The following is the cost function:

cost_f <- function(activation2,Y)
{
  cost = -mean((log(activation2) * Y)+ (log(1-activation2) * (1-Y)))
  return(cost)
}

As a reminder, the output of the cost function is what we are trying to minimize. There are many types of cost functions; in this application we are using binary cross-entropy. The formula for binary cross-entropy is -1/m ∑ log(ȳ_i) * y_i + (log(1 -ȳ_i) * (1-y_i). Our target values (y_i) are always either 1 or 0, so for instances where y_i = 1, this reduces to ∑log(ȳ_i). If we have two rows where y_i = 1 and suppose that our model predicts 1.0 for the first row and the 0.0001 for the second row, then the costs for the rows are log(1)=0 and log(0.0001)=-9.1, respectively. We can see that the closer to 1 the prediction is for these rows, the lower the cost value. Similarly, for rows where y_i = 0, this reduces to log(1-ȳ_i), so the closer to 0 the prediction is for these rows, the lower the cost value.

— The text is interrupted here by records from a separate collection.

Issue #649, opened 2019-01-03
Add support for running some jobs on CPUs


lewfish:
When using Batch, we would like to be able to run some jobs on the CPU and some on GPU. To do this, we will need to modify the RV profile configuration to specify CPU and GPU resources. Currently a config looks like:
```
[AWS_BATCH]
job_queue=raster-vision-lewfish-p3
job_definition=raster-vision-lewfish-p3
```
but it should become something like
```
[AWS_BATCH]
cpu_job_queue=raster-vision-lewfish-m4
cpu_job_definition=raster-vision-lewfish-m4
gpu_job_queue=raster-vision-lewfish-p3
gpu_job_definition=raster-vision-lewfish-p3
```

Then the `aws_batch` runner needs to be modified so that it picks the correct job queue and job def for the command. Each command needs to have a mechanism for deciding which queue should be used (analyze, chip, and eval seem like good candidates for CPU). When jobs are submitted, the required number of CPU cores needs to be specified. It should stay at the current value for GPUs, but CPU jobs should only require one core.

A prerequisite for this issue is https://github.com/azavea/raster-vision/issues/634

Issue #634, opened 2018-12-20
Check if cross queue dependencies are possible


lewfish:
Around a year ago it wasn't possible to have a job in one batch queue have a dependency on a job in another queue. This is unfortunate because we would like to use CPU instances for some jobs and GPU instances for others. We should do a little test and/or reading to see if this is possible now.

PR #668, opened 2019-01-25
Make Use of CPU and GPU Queues

jamesmcclain:
## Overview

### Checklist

Closes https://github.com/azavea/raster-vision/issues/634
Closes https://github.com/azavea/raster-vision/issues/649

### DIFF
--- a/rastervision/runner/aws_batch_experiment_runner.py
+++ b/rastervision/runner/aws_batch_experiment_runner.py
@@ -24,6 +24,14 @@ class AwsBatchExperimentRunner(OutOfProcessExperimentRunner):
                 job_queue = 'raster-vision-cpu'
         self.job_queue = job_queue
 
+        cpu_job_queue = batch_config('cpu_job_queue', default='')
+        if not cpu_job_queue:
+            if self.gpu:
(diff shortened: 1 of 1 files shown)


lewfish:
I thought this worked but when I looked at the Batch console I noticed that the first job is stuck in Runnable. This could be because there's something messed up with the new Batch resources I just created using the new CloudFormation setup. But it also looks like what happened in the past when we had jobs with cross-queue dependencies. When you tested whether this was possible, did you notice if the jobs were actually completed?

jamesmcclain:
> did you notice if the jobs were actually completed?

All completed.

lewfish:
After making some changes (for one, lowering the requested RAM) I've got the jobs to move past Runnable in the CPU queue but they still crash. I think there's something wrong with the Cloudformation setup. I have one more idea to try before I contact Ops.

jamesmcclain:
> After making some changes (for one, lowering the requested RAM) I've got the jobs to move past Runnable in the CPU queue but they still crash. I think there's something wrong with the Cloudformation setup. I have one more idea to try before I contact Ops.

Okay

If we are trying to maximize accuracy, why don't we just use what during model training? Binary cross-entropy is a better cost function because our model does not just output 0 or 1, but instead outputs continuous values from 0.0 to 1.0. For example, if two input rows had a target value=1 (that is, y=1), and our model gave probabilities of 0.51 and 0.99, then binary cross-entropy would give them a cost of 0.67 and 0.01, respectively. It assigns a higher cost to the first row because the model is unsure about it (the probability is close to 0.5). If instead we just looked at accuracy, we might decide that both rows have the same cost value because they are classified correctly (assuming we assign class=0 where predicted values < 0.5, and class=1 where predicted values >= 0.5).

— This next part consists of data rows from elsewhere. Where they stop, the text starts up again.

PR #671, opened 2019-01-30
Parallelization of commands (CHIP and PREDICT)

### LINKED ISSUE #268: Travis: Avoid double building on PR's originating from this repository
Currently, Travis will double build PR's that are created and pushed to. One is because the `Build pushed branches` option is on, and the other is because the `Build pushed pull requests` are on. We want the latter on because we should be building PRs that may or may not originate from branches in this repo; we want to former because otherwise the `develop` branch and tags won't build.

I scratched my head on this for a while but am putting it away as it's more a nuisance than a bug. Here are some of the resources I was looking at to figure out the right configuration:

https://docs.travis-ci.com/user/pull-requests/#%E2%80%98Double-builds%E2%80%99-on-pull-requests
https://docs.travis-ci.com/user/web-ui/#Build-pushed-branches
https://docs.travis-ci.com/user/customizing-the-build/#Building-Specific-Branches

Note in the `Building Specific Branches` section, building of tags will be disabled unless we use a regular expression to release tags that then have to be named consistently.

### LINKED ISSUE #654: Allow splitting of commands for parallel execution

lossyrob:
This PR adds the ability for users to specify a `split` option for running experiments, which will split certain commands into smaller commands that can be run in parallel.

This introduces several refactors:
- Utilizing directories instead of specific file paths in the CommandIODefinitions
- Breaking up the  `update_for_command` from the addition of files to io_defs, which is now done in `report_io`.

This was tested against Rio chip classification and Vegas semantic segmentation in the examples.

TODO
- [x] Increase unit test coverage
- [x] Add documentation
- [ ] ~~Modify examples to use splits~~ Examples need to be updated further as per https://github.com/azavea/raster-vision-examples/issues/42 - Adding splitting can be done as part of the upgrade after this gets merged.
- [x] Add release notes
- [x] Document `report_io` and `update_for_command`, in general and specifically for plugins.

Closes #654 
Closes #268


rastervision/runner/command_definition.py
```diff
@@ -36,12 +40,14 @@ def from_experiments(cls, experiments: List[rv.ExperimentConfig]):
...
                 log.debug('Creating experiment configuration...'.format(
                     command_type))
-                command_config = e.make_command_config(command_type)
-                command_def = cls(e.id, command_config, io_def)
-                command_definitions.append(command_def)
+                base_command_config = e.make_command_config(command_type)
+                for command_config in base_command_config.split(splits):
+                    io_def = command_config.report_io()
+                    command_def = cls(e.id, command_config, io_def)
+                    command_definitions.append(command_def)
```
lossyrob: This is the  crux of the changes - by separating the io_def updates and the update_for_command, we can generate commands from the fully resolved and unsplit experiment, and then split the commands, then ask the commands to provide the io_def updates.

lewfish:
I skimmed this and the approach seems sound.

rastervision/runner/aws_batch_experiment_runner.py
```diff
@@ -75,13 +86,40 @@ def batch_submit(self,
...
 
         client = boto3.client('batch')
 
         uuid_part = str(uuid.uuid4()).split('-')[0]
         exp = ''.join(e for e in experiment_id if e.isalnum())
-        job_name = '{}_{}_{}'.format(command_type, exp, uuid_part)
+        job_name = '{}-{}_{}_{}'.format(command_type, command_split_id, exp,
+                                        uuid_part)
+
+        group_level = 1
```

The following is the code for the backward-propagation function:

backward_prop <- function(X,Y,activation_ftn,weights1,weights2,activation1,activation2)
{
  m <- ncol(Y)
  derivative2 <- activation2-Y
  dweights2 <<- (derivative2 %*% t(activation1)) / m
  dbias2 <<- rowSums(derivative2) / m
  upd <- derivative_function(activation_ftn,activation1)
  derivative1 <- t(weights2) %*% derivative2 * upd
  dweights1 <<- (derivative1 %*% t(X)) / m
  dbias1 <<- rowSums(derivative1) / m
}

Backward propagation processes the network in reverse, starting at the last hidden layer and finishing at the first hidden layer, that is, in the direction of the output layer to the input layer. In our case, we only have one hidden layer, so it first calculates the loss from the output layer and calculates dweight2 and dbias2. It then calculates the derivative of the activation1 value, which was calculated during the forward-propagation step. The derivative function is similar to the activation function, but instead of calling an activation function, it calculates the derivative of that function. For example, the derivative of sigmoid(x) is sigmoid(x) * (1 - sigmoid(x)). The derivative values of simple functions can be found in any calculus reference or online:

derivative_function <- function(activation_ftn,v)
{
  if (activation_ftn == "sigmoid")
   upd <- (v * (1 - v))
  else if (activation_ftn == "tanh")
   upd <- (1 - (v^2))
  else if (activation_ftn == "relu")
   upd <- ifelse(v > 0.0,1,0)
  else
   upd <- (v * (1 - v))
  return (upd)
}

That's it! A working neural network using basic R code. It can fit complex functions and performs better than logistic regression. You might not get all the parts at once, that's OK. The following is a quick recap of the steps:

Run a forward-propagation step, which involves multiplying the weights by the input for each layer and passing the output to the next layer.
Evaluate the output from the final layer using the cost function.
Based on the error rate, use backpropagation to make small adjustments to the weights in the nodes in each layer. The learning rate controls how much of an adjustment we make each time.
Repeat steps 1-3, maybe thousands of times, until the cost function begins to plateau, which indicates our model is trained.